Aim of the task - Output only the lines below that start at the line containing "- The configured" and end at the line containing "workers to use if", with both ends kept.

(Extracted data entries)
>>>>

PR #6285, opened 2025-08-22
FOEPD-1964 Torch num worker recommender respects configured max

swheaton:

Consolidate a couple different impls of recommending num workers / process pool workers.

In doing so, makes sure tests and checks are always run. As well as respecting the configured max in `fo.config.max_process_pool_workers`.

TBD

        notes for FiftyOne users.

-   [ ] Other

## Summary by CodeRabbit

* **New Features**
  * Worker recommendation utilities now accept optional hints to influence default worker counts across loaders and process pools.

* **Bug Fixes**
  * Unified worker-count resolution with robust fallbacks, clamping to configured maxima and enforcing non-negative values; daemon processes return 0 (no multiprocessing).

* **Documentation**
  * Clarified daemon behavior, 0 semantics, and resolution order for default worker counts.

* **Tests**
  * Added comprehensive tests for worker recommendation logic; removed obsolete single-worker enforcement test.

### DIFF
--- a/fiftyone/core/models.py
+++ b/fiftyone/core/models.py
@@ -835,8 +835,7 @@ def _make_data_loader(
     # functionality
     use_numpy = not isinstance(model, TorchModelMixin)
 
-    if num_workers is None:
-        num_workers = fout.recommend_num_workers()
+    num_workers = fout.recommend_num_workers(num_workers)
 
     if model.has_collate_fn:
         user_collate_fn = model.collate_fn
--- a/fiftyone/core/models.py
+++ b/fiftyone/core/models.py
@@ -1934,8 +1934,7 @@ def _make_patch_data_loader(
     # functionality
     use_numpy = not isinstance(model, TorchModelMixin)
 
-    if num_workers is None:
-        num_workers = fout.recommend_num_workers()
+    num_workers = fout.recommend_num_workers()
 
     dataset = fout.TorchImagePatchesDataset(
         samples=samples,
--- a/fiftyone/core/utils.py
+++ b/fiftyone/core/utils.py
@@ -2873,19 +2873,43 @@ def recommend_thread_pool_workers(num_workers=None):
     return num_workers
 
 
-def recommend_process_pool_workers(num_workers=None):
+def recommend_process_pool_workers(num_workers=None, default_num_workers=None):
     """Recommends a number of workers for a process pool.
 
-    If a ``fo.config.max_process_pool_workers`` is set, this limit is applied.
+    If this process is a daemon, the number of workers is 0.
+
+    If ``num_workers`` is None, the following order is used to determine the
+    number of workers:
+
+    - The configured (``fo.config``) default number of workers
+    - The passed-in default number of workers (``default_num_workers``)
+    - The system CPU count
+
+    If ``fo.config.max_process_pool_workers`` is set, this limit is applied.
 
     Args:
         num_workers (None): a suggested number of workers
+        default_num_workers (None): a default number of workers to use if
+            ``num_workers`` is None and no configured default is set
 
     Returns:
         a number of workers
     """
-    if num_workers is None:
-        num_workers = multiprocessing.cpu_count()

<<<<

Expected answer -
+    - The configured (``fo.config``) default number of workers
+    - The passed-in default number of workers (``default_num_workers``)
+    - The system CPU count
+
+    If ``fo.config.max_process_pool_workers`` is set, this limit is applied.
 
     Args:
         num_workers (None): a suggested number of workers
+        default_num_workers (None): a default number of workers to use if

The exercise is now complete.